Material as Content

Date: 20 May 2006 | Season: Wilhelm Hein

MATERIAL AS CONTENT: WILHELM HEIN & MALCOLM LE GRICE
Saturday 20 May 2006, at 4pm
London Goethe Institute

Wilhelm Hein & Malcolm Le Grice Screening and Conversation

An informal discussion between Malcolm Le Grice and Wilhelm Hein on the origins and development of Materialist filmmaking, and the connections and common ground shared between British and German artists in the 1960s and 1970s. Each will show selections of their work from this formative period.

REPRODUCTIONS
W+B Hein, Germany, 1969, b/w, sound, 28 min
Strips of 35mm photographic negatives are hand manipulated in a Moviola editing machine and shot from its screen. The images are accompanied by a soundtrack by Christian Michelis.

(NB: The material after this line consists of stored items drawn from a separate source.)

PR #652, opened 2023-04-06
Allow option to delete profiles

viralj:
Added a new config option that will allow user to clear profiler profiles from storage when Clear DB is called. This is helpful functionality especially in development environment where frequent DB cleaning is done.


viralj (commented):
Looks like correct update.

viralj (commented):
Added new test case

viralj:
All checks have passed and the updated code implements helpful functionality.

albertyw (approved):

Issue #650, opened 2023-03-13
Calling explain() causes a syntax error


mapavia:
```
ProgrammingError at /admin/user/user/
syntax error at or near "EXPLAIN"
LINE 1: EXPLAIN EXPLAIN SELECT "user"."password", "user"."is_superus...
```

Can I explicitly add a check on `silk/sql.py`

```

        # currently we cannot use explain() method
        # for queries other than `select`
        if not q.startswith("EXPLAIN"):
            prefixed_query = f"{prefix} {q}"
            with connection.cursor() as cur:
                cur.execute(prefixed_query, params)
                result = _unpack_explanation(cur.fetchall())
                return '\n'.join(result)
    return None
```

Hein considers this early anti-art film “even more concentrated than Rohfilm.”

YES NO MAYBE MAYBENOT
Malcolm Le Grice, UK, 1967, b/w, silent, 8 min
“A film that makes its experience through specific cutting devices in the printing and processing technique, which mainly involved certain kinds of positive-negative superimposition.”

LITTLE DOG FOR ROGER
Malcolm Le Grice, UK, 1967, b/w, sound, 12 min
Le Grice’s early Materialist project was created by pulling 9.5mm home movie footage through the 16mm printer. In projection, the photographic images become difficult to read and the primary content becomes the film strip itself.